In the Multiple Descent paper, the test loss as a function of number of parameters of special case of linear regression is highly controlled for in both under-parametrized and over-parametrized regimes.

Authors prove:

- Existence of multiple descent in the generalization curve.
- That the number of descents can be designed.

#### How is the multiple descent achieved?

The problem is linear regression without regularization with true linear model of zero. Where all labels contain an error \( y_i = 0 + \varepsilon_i \), which is normally distributed around zero.

However, the features have all different distribution. The authors select them, such that they can control the generalization curve. Each feature \( x_i \) is distributed either as a Gaussian mixture \( N^{mix}_{\sigma_1, 1} \) or as a standard Gaussian \( N(0, \sigma) \) . The data dimension is the feature count.
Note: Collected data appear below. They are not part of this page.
PR #2350, opened 2025-07-03
Disable passing filename on some local pre-commit hooks

blowekamp:


.pre-commit-config.yaml
```diff
@@ -83,6 +84,7 @@ repos:
       entry: 'Utilities/Hooks/kw-pre-commit'
       language: system
       stages: [pre-commit]
+      pass_filenames: false
```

The model parameter count is increased by adding new features and corresponding labels to the data. Note that for given generated data and labels, the optimal linear model can be calculated in a single step. Authors then draw generalization curve as average test-loss normalized by the feature count (dimension) as a function of feature count.

There is an bug in the generalization curve image above. The paper proves that the generalization curve can be pushed up if we introduce a gaussian mixture feature right after a standard gaussian. That makes sense, as gaussian mixture is easier to “mis-learn” than standard gaussian.

While this is completely artificial model, it still interesting that we can have arbitrary number of descents contrary to the bias-variance dilemma.